Overall it's been a great machine; most everything Just Works™, and in the
rare cases where something doesn't the large community of Linux-using ThinkPad
owners has made it easy to find out how to fix it.

There is one absolutely glaring exception to this, though: power management.
For reasons I've never been able to figure out, and despite what feels like
endless tinkering with power management settings, I've never been able to get
more than 2 hours and change out of a full battery charge, which is (IMO)
unacceptable.

Now that it's getting on three years old I've been thinking about replacing
it, and the natural thing to do would be to buy the newest X1. But I'm worried
that I'm just going to end up with another machine that's constantly needing
to be tethered to the wall again.

------
simon_acca
I use a ThinkPad x1 2nd generation and from the my experience this is a great
linux machine. Everything works, including the fingerprint reader and
suspension.

It's a 14 inches laptop, which makes it bit enough for programming and small
enough to be carried around everywhere. In this respect, the fact that it only
weights 1.3kg also helps a lot!

The HiDPI screen makes it quite pleasant to stare at the screen for hours at
hand. Given the high resolution, I have no trouble opening up 3 80char vim
panes side by side, even though at home I connect it to an external monitor.
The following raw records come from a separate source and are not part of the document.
PR #4977, opened 2022-01-11
Enhancement/ansible

aurelienmaury:
Hi!

I am really into ansible code writing and would like to contribute on this part. My first proposition is this PR with many small improvements to code quality, guided by ansible-lint (2h of work).

If you wish to discuss about it, I'm open.

Thanks for the great work. Hope that'll help.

Xrandr lists eDP1 (internal monitor), DP1, DP2, HDMI1, HDMI2 as outputs, this
makes me think that a DP split is supported, even though I haven't checked
yet.

The keyboard is nice like all the thinkpads but be aware that the layout is
different from the standard. In particular, caps lock has been replaced by
home and end keys. After some getting used to, I must say I rather enjoy this
change and I use the the two keys often! The laptop also has an "adaptive
keyboard": a row of keys that change its function according to the context (on
win). I only got to working the F{1..12}, volume -+, mute, light -+, keyboard
light toggle, and two extra programmable keys.
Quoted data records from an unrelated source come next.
PR #4987, opened 2022-01-15
Enhancement/ansible support

aurelienmaury:
That refactoring is aimed at applying a code structure that takes system architecture, distribution and version in account in a low effort way.

I began with the `init` role.

That code was tested on Ubuntu 16.04 & 18.04 & 20.04 and playbooks should run as-is without any modification.


aurelienmaury:
I just saw [here](https://docs.azuracast.com/en/getting-started/installation/ansible) that you support only Ubuntu LTS 18 and 20... So can I drop any Ubuntu 16-specific legacy code?

SC2Mitch:
I believe that since 16 is EOL, it might be best to work towards removing any legacy code relating to Ubuntu 16, but thats my opinion of it.

SlvrEagle23:
@aurelienmaury That is correct, you can remove any Ubuntu 16.04-specific code in Ansible, especially any code paths specifically dedicated to that version that differ from other versions. We follow the Ubuntu software support lifecycle, so only 18.04 and 20.04 are currently supported, and we will hope to have 22.04 supported very soon after it launches.

PR #5086, opened 2022-02-09
Only append sid to PW for SHOUTcast v2 frontends

### LINKED ISSUE #5085: LS Remote relay password have :#n added to the end of them ( SHOUTcast V1 )
### Installation Method

Docker Installation

### AzuraCast Release Channel

Stable Channel

### Current AzuraCast Version

0.15.0

### What happened?

Shoutcast V1 remote relay passwords have stream_id added to the end of the string `:#N` see test config below

```
# Remote Relays
output.icecast(%mp3(samplerate=44100, stereo=true, bitrate=320, id3v2=true), id="relay_1", host = "Remote URL", port = portNum, password = "somePassWord:#1", name = "Radio URL", description = "Main Station", genre = "charts", url = "Radio URL", public = false, encoding = "UTF-8", protocol="icy", radio)
```
*info was removed from the config above ( port URL's and Passwords )

### Relevant log output

```shell
2022/02/09 16:09:44 [relay_1:3] Connecting mount sid#1 for @Remote URL...
2022/02/09 16:09:44 [relay_1:2] Connection failed: bad answer: invalid password
2022/02/09 16:09:44 [relay_1:3] Will try again in 3.00 sec.
```

Vaalyn:
**Fixes issue:**
Fixes #5085 

**Proposed changes:**
The `:#N` part in the password is only used by SHOUTcast v2 although SC v1 also uses the Icy protocol.
This PR makes sure that this `sid` is only added to SC v2 mounts.

Since the [Entity\StationRemote::getAutodjPassword()](https://github.com/AzuraCast/AzuraCast/blob/main/src/Entity/StationRemote.php#L196) already returns the password with the remotes configured `sid` appended I have switched this part to only add it when it's a local SC mount.

I originally wanted to adapt the [Entity\StationMount::getAutodjPassword()](https://github.com/AzuraCast/AzuraCast/blob/main/src/Entity/StationMount.php#L386) to match the behaviour of the one from the `StationRemote` but noticed that for local SC 2 frontends the `sid` is generated by a manual index number.

This brought up question for me.
A bit further down there is this block of code:

```php
if (!empty($mount->getAutodjMount())) {
    if (StreamProtocols::Icy === $protocol) {
        $output_params[] = 'icy_id = ' . $id;
    } else {
        $output_params[] = 'mount = "' . self::cleanUpString($mount->getAutodjMount()) . '"';
    }
}
```

For remote SHOUTcast v2 mounts this will not add the `icy_id` output parameter to the output in Liquidsoap.
This means Liquidsoap will automatically use the default `icy_id=1`. In those cases this should probably also be set to the respective `sid` as configured in the remote mount. I'm not sure what unintended side effects having this always be `1` for remote SC 2 mounts could have.

@SlvrEagle23 What do you think about this?

### DIFF
--- a/src/Radio/Backend/Liquidsoap/ConfigWriter.php
+++ b/src/Radio/Backend/Liquidsoap/ConfigWriter.php
@@ -1057,15 +1057,17 @@ class ConfigWriter implements EventSubscriberInterface
         if (!empty($username)) {
             $output_params[] = 'user = "' . self::cleanUpString($username) . '"';
         }
-
-        $protocol = $mount->getAutodjProtocolEnum();
-
+        
         $password = self::cleanUpString($mount->getAutodjPassword());
-        if (StreamProtocols::Icy === $protocol) {
+        
+        $adapterType = $mount->getAutodjAdapterTypeEnum();
+        if (FrontendAdapters::Shoutcast === $adapterType) {
             $password .= ':#' . $id;
         }
+        
         $output_params[] = 'password = "' . $password . '"';
 
+        $protocol = $mount->getAutodjProtocolEnum();        
         if (!empty($mount->getAutodjMount())) {
             if (StreamProtocols::Icy === $protocol) {
                 $output_params[] = 'icy_id = ' . $id;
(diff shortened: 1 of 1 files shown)


SlvrEagle23:
@Vaalyn I'm not sure what (if any) the impact of this is. If it's something that really should just be isolated to Shoutcast, then yeah, that logic should be changed...I have no recollection of why it was this way in the first place.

The battery situation is also good: One charge lasts about 5.5h, and with the
rapid charge feature, you can bring the battery to 80% in just 1h. The rapid
charge turned out to be very useful as I can charge the laptop between lessons
at the uni for about 20' and keep going for 2h afterwards.
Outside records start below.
PR #5167, opened 2022-03-04
AzuraCast in a Single Docker Image

SlvrEagle23:
This pull request consolidates all of our remaining Docker containers (web, mariadb, redis and stations) into a single container based around the shared foundation that the `stations` and `web` containers already had.

### Benefits

 - Third-party software like Portainer can now deploy and manage an AzuraCast instance by deploying a single image
 - Reduced image sizes due to greatly reduced redundancy in configuration

### Disadvantages

 - Currently, MariaDB and Redis can't be disabled in part or wholesale from running inside this container. This means if AzuraCast is running in a distributed environment with other applications and the user would prefer to use an external MariaDB database, while the _application_ itself will allow this via environment variables, the MariaDB service would remain running inside the container despite not being used; the same applies with Redis, but given Redis's much smaller footprint, this is much less of an issue.
 - The CI test suite will need to be rewritten to take advantage of the existing `my_init` function to spin up services that the application depends on, instead of counting on those services being available elsewhere via Docker Compose.

### Technical Notes

 - The combined image is built on top of the MariaDB Ubuntu Focal image because the MariaDB installation involves the most customized variant of the upstream software, including their own special scripts for initial startup and maintenance. Other than MariaDB-related changes, this is a very barebones Ubuntu image, so it makes a good candidate to build on top of.
 - The build process has been slightly modified to accommodate this much larger build, so that each previous container's worth of tasks are bunched into a single cacheable layer, with the most computationally intense of the layers appearing before the others in the build process. This means that as long as our `stations` configuration hasn't changed, the CI builds will simply use the full cached image of that portion, saving immensely on build times.
 - The initial implementation of this system uses `runit` as both the stations and web containers already used it and it's a very simple process manager, but we should strongly look into using supervisord, which is now present in the image as well (managing the `stations` components) to manage _all_ of the processes in the container. If nginx, php-fpm, etc. are _themselves_ managed by Supervisord, it would allow us to trigger reloads or restarts of those services from within the application itself, something that's not currently possible.


SlvrEagle23:
Updates made to the image since the original PR:

 - MariaDB and Redis services in the unified container will automatically disable themselves if they detect that their respective `MYSQL_HOST` or `REDIS_HOST` environment variables aren't set to `localhost`. The rest of the system is capable of starting up with or without those services present.
 - Startup scripts have been separated into two pools, `minimal` and `full`, with minimal being the set required for any CLI functionality, CI tests, etc. and full being the typical full web stack running on its own.
 - The init script has been modified to auto-detect whether it's running with or without a command present, and if it's running with a command, it automatically spins up the "minimal" pool only, waits for it to be ready and then runs the command; without a command, it spins up the full stack and monitors that instead.
 - The CI is now fixed and will use the standalone image system without any issues, as will any local commands executed with `docker-compose run --rm web`.
 - A number of other bug fixes and optimizations around the system relating to the new "standalone" Docker type.

At this point, I've tested this locally through numerous iterations and I'm reasonably confident it's ready for broader testing and will soon be ready for release.

Vaalyn (approved):
Looks good to me 👍 

Encountered no issues on my test server so far.

### Posting this here in addition to Discord too:

One thing we should do before merging this is looking through the docs for any tutorials / commands that reference one of the now non-existent containers and put a second version of that specific thing in there. One for the old way and one for the new way in order to 1st have them still be there for users of the older versions and 2nd to have users of the latest RR versions not confused by the "missing" containers. When we have a stable version released with this change included we could think about removing those "duplicates" from the docs again.

SC2Mitch:
I'll get to work on changing the docs to add disclaimers that it'll be changing, will handle this evening.

PR #1629, opened 2025-05-08
update rook to v1.17.1

cupnes:
Signed-off-by: Yuma Ogami <yuma-ogami@cybozu.co.jp>


rook/Dockerfile
peng225, line 1: The base image is not changed to Ceph v19.2.2.1 at the Stage2 build. Could you update it, too?

cupnes: I have addressed it.

peng225 (approved):

PR #1633, opened 2025-05-15
Reduce ephemeral storage request to 10Mi

masa213f:
This PR reduces the default resource requests of the local ephemeral storage added by admission from `200MiB` to `10MiB`.
In our environment, the local ephemeral storage is rarely used, and it is excessive even at 200 MiB.


zeroalphat (approved):
LGTM

PR #1640, opened 2025-05-30
Update meows runners to 0.20.2

gokken-roko:
meows released 0.20.2 : https://github.com/cybozu-go/meows/releases/tag/v0.20.2

## Changes

- Update meows-dctest-runner: runner image 0.20.2 
    - Update go version to 1.24.3
- Update meows-neco-runner: runner image 0.20.2
    - [meows already uses  ubuntu-24.04](https://github.com/cybozu-go/meows/blob/6444d8b02fa03385f0f56aa8aee7d9ecf64c8265/Dockerfile#L1). Thus, this runner updates to use 24.04.
    - Keep up with **[ubunu-debug-24.04](https://github.com/cybozu/ubuntu-base/blob/main/24.04/ubuntu-debug/Dockerfile)** updates.


meows-neco-runner/Dockerfile
```diff
@@ -15,10 +15,9 @@ LABEL org.opencontainers.image.source="https://github.com/cybozu/neco-containers
 USER root
 
 # Install debug tools.
-# https://github.com/cybozu/ubuntu-base/blob/main/22.04/ubuntu-debug/Dockerfile
+# https://github.com/cybozu/ubuntu-base/blob/main/24.04/ubuntu-debug/Dockerfile
```
takahiro-yamada, line 18: As you mentioned, the builder image of meows is 24.04 (`golang:1.24-noble`) but meows still depends on 22.04 as the controller and the runner images, so it seems better to keep 22.04 here too.

https://github.com/cybozu-go/meows/blob/6444d8b02fa03385f0f56aa8aee7d9ecf64c8265/Dockerfile#L7
https://github.com/cybozu-go/meows/blob/6444d8b02fa03385f0f56aa8aee7d9ecf64c8265/Dockerfile#L17

How do you think?

takahiro-yamada (changes requested):

meows-neco-runner/Dockerfile
gokken-roko: Thanks! You're right.

I should update all base images, not just the builder image.

In this PR, I will revert the 24.04 changes and try to update to 24.04 in the next release!

gokken-roko: Fixed!
https://github.com/cybozu/neco-containers/pull/1640/commits/197e0d8973a278d496f2406b9391177f2b7afe94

Connectionwise, the lack of ethernet (it does have a network card and port but
you have to use a proprietary adapter) and SD is noticeable at times. The
other ports, namely: HDMI, DP, 2xUSB3, mic/headphones work as expected. I have
not tried a docking adapter yet.

So, to summarize the Best Features:

* 2K screen (Amazing!) * good keyboard with sensible improvements over the standard layout * fast recharge * good battery life

Possible improvements:

* RAM is soldered and max 8GB * no SD or microSD port * m2 SSDs are still expensive

------
tmaly
I use a MacBook Pro. I run all my linux programs just using homebrew. I also
have docker on there if I need to truly run something.

The battery life and screen quality are just off the charts. If I am going to
stare are a screen for hours, I want crystal clear text.

------
Rick-Butler
If you want a 15in, MacBook Retina Pro w/ bootcamp.

If you want a 13in, I honestly feel the Dell XPS 13 Developer edition is
amazing, better than the 13in Retina Macbook Pro IMO.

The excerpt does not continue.